I am just guessing but I would think it could be two factors. Perhaps the commercial growers are raising a different cross breed than what we purchase. The other factor may be the feed. I have a friend who grows broilers for one of the national companies. The company delivers 50,000 chicks at a time and also provides all the feed to raise to maturity. All my friend provides is care and water. When the broilers are mature the company sends in people to crate the animals for shipping. Perhaps LazyJ could share his thoughts on this.


----------



## DayBird (Jul 26, 2004)

I think everything contributes some to the differences. 

Broiler house chicks are overcrowded while homegrown chicks, even if caged, hopefully will be given room to move around more than they could if raised in teh broiler house.

Broiler house chicks have little to no access to sunshine or really fresh air. Hopefully, again, the homegrown chicks get to experience some of that even if while "tractored."

And the food will, of course, make a huge difference. Our homegrown meat birds may not get moved every single day, although we do try, but the broiler house chicks only get the same thing day after day after day. We toss table scraps to our meat birds as they're available and make sure to give them some sweet potatoes or pumpkins (again, as available) at least once each week as I really prefer the yellow skin, especially for a roaster.

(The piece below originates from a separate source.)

PR #187, opened 2017-01-03
refactor modules & add FileSagaLogConfig

CaitieM20:
Refactor config/modules.go into files per config section.  This should make understanding config easier, and various versions of things will be next to each other in one place.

And for the biggest reason, is what you've already noted, the treatment of the birds both before and after harvesting. We treat the birds kindly and with respect. And while I do use the garden hose with "city water" while harvesting, I've never dunked them into a vat of nasty, highly chlorinated water. I've never butchered a chicken that was dead before harvesting or sick in any way.


----------



## chickenista (Mar 24, 2007)

I think it has to do with the amount of movement and muscle use.
Homeraised birds use their muscles more and have a denser muscles for it.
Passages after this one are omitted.